Eur. Phys. J. B (2017) 90: 176
https://doi.org/10.1140/epjb/e2017-80348-4

Regular Article

Continuous-time random walks with reset events^*

Historical background and new perspectives

¹ Departament de Física de la Matèria Condensada, Universitat de Barcelona (UB), Martí i Franquès 1, 08028 Barcelona, Spain
² Universitat de Barcelona Institute of Complex Systems (UBICS), Universitat de Barcelona, Barcelona, Spain
³ Departamento de Matemáticas & Instituto Universitario de Física Fundamental y Matemáticas, Universidad de Salamanca, Plaza Merced s/n, 37008 Salamanca, Spain

^a e-mail: miquel.montero@ub.edu

Received: 15 June 2017
Received in final form: 4 July 2017
Published online: 25 September 2017

Abstract

In this paper, we consider a stochastic process that may experience random reset events which relocate the system to its starting position. We focus our attention on a one-dimensional, monotonic continuous-time random walk with a constant drift: the process moves in a fixed direction between the reset events, either by the effect of the random jumps, or by the action of a deterministic bias.
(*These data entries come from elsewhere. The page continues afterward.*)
PR #4301, opened 2026-06-04
Add ere import support while keeping era1/era as fallback option

kdeme:
ere takes priority: if .ere files are found in --ere-dir, they are used
for import. If not import falls back to the era1/era path.

This is alternative for https://github.com/status-im/nimbus-eth1/pull/4291 which removed era1/era support completely.

For now support both until `ere` has been generated for full history + better tested + nimbus.guide updated + ...


kdeme:
> ere takes priority: if .ere files are found in --ere-dir, they are used
> for import. If not import falls back to the era1/era path.

Note that this does allow for a sort of potential misuse in this dual support. That is if the user has incomplete set of `ere` files it will import those and stop. Not looking at potentially a more complete era1/era set of files. That should hopefully be clear enough from the log output though, what is being used for the import.
So I think this is fine and warrants for not adding further complexity, especially considering the era1/era solution will eventually disappear. 

I could perhaps improve it slightly by letting explicitly set era1/era cli flags overrule the ere option.
For example something like this:

```patch
diff --git a/execution_chain/nimbus_import.nim b/execution_chain/nimbus_import.nim
index a915c4c8e..8ba61bfa2 100644
--- a/execution_chain/nimbus_import.nim
+++ b/execution_chain/nimbus_import.nim
@@ -197,10 +197,17 @@ proc importBlocks*(config: ExecutionClientConf, com: CommonRef) =
 
     time1 = time2
 
-  # ere takes priority: use it if files are present in the ere directory
-  # (either the explicit --ere-dir or the default <data-dir>/ere).
+  # ere takes priority unless the user explicitly set --era1-dir or --era-dir
+  # without also setting --ere-dir, in which case era1/era is used directly.
+  let tryEre =
+    config.ereDirFlag.isSome or
+    (config.era1DirFlag.isNone and config.eraDirFlag.isNone)
   let networkName = config.networkId.name
-  let ereResult = EreDB.init(config.ereDir, networkName, mergeBlockNumber(config.networkId))
+  let ereResult =
+    if tryEre:
+      EreDB.init(config.ereDir, networkName, mergeBlockNumber(config.networkId))
+    else:
+      Result[EreDB, string].err("era1/era explicitly requested")
   if ereResult.isOk():
     let db = ereResult.get()
     defer:
@@ -222,9 +229,9 @@ proc importBlocks*(config: ExecutionClientConf, com: CommonRef) =
       persistBlock()
       checkpoint()
   else:
-    # Fall back to era1/era import, legacy way to be removed eventually
-    notice "Could not open ere database, falling back to era1/era import",
-      ereDir = config.ereDir, networkName, error = ereResult.error
+    if tryEre:
+      notice "Could not open ere database, falling back to era1/era import",
+        ereDir = config.ereDir, networkName, error = ereResult.error
 
     let (cfg, genesis_validators_root, lastEra1Block, firstSlotAfterMerge) =
       getMetadataLegacy(config.networkId)
```

Not sure if it's worth the ugliness.

PR #4315, opened 2026-06-09
sync to block head with unknown header

advaita-saha:


execution_chain/beacon/api_handler/api_forkchoice.nim
```diff
@@ -107,13 +107,18 @@ proc forkchoiceUpdated*(ben: BeaconEngineRef,
...
     let header = chain.quarantine.getHeader(headHash).valueOr:
-      warn "Forkchoice requested unknown head",
-        hash = headHash.short
+      info "Forkchoice requested sync to unknown head",
+        hash = headHash.short,
+        finHash = update.finalizedBlockHash.short,
+        safe = update.safeBlockHash.short,
+        base = chain.baseNumber,
+        pendingFCU = chain.pendingFCU.short
+      com.headerTargetRequest(headHash, update.finalizedBlockHash)
```
jangko, line 121: What happen if the same `headHash` requested again to the syncer when there is already a previous request waiting for completion, can the syncer handle it?

advaita-saha: yes, the syncer handles repeated requests safely

execution_chain/sync/beacon.nim
mjfh, line 1: Setting call back functions here is probably not the right place and breaks consistency.

All  call back functions are installed on initialisation in `beacon/worker/start_stop.setupServices()`.  This includes other trigger like `chain.com.beaconSyncerProgress()`.

mjfh:
And the destructor for `chain.com.headerTargetRequest` goes into `beacon/worker/start_stop.destroyServices()`

PR #4322, opened 2026-06-12
proxy: fix closure cycles in evm

chirag-parmar:


execution_chain/evm/types.nim
```diff
@@ -80,8 +80,9 @@ type
     savePoint*:             LedgerSpRef
     instr*:                 Op
     opIndex*:               int
-    parent*, child*:        Computation
-    continuation*:          proc(): EvmResultVoid {.gcsafe, raises: [].}
+    parent* {.cursor.}:     Computation  # non-owning back pointer
+    child*:                 Computation  # owning front pointer
+    continuation*:          proc(c: Computation): EvmResultVoid {.gcsafe, raises: [].}
```
jangko, line 85: might as well add `nimcall` pragma to the pragma list to ensure there is no hidden closure.

see https://github.com/status-im/nimbus-eth1/pull/2282

chirag-parmar: two other parameters are captured `memPos` and `memLen` in `execSubCall`. Can try to refactor and try to fit them in without requiring closures, but its better if we pair this refactor with the overall refactor of evm.

config.nims
```diff
@@ -51,7 +51,7 @@ if defined(release) and not defined(disableLTO) and not defined(windows):
   extend "gcc.options.linker", " -flto=auto -Wno-stringop-overflow -Wno-stringop-overread -finline-limit=100000"  # https://github.com/nim-lang/Nim/issues/21595
   extend "gcc.cpp.options.linker", " -flto=auto -Wno-stringop-overflow -Wno-stringop-overread -finline-limit=100000"
 
-  if defined(macosx):
+  if defined(macosx) and not defined(emscripten):
```
tersec, line 54: Do non-macos LTO settings work with enscripten? It's a little surprising to juxtapose these two conditions, since emscripten works across other platforms too.

chirag-parmar: Apologies for the late reply. This link was attached to the line https://clang.llvm.org/docs/CommandGuide/clang.html#cmdoption-flto and the `object_path_lto` is only required for debug symbols. The `lto` options for every platform work and are very much needed for wasm compilation, without it WASM compiles for too long (mostly because of `presets.nim`, not sure why)

chirag-parmar: that option doesn't work with `wasm-ld` btw so the guard is needed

However, the orientation of its motion is randomly determined after each restart. As a result of these alternating dynamics, interesting properties do emerge. General formulas for the propagator as well as for two extreme statistics, the survival probability and the mean first-passage time, are also derived. The rigor of these analytical results is verified by numerical estimations, for particular but illuminating examples.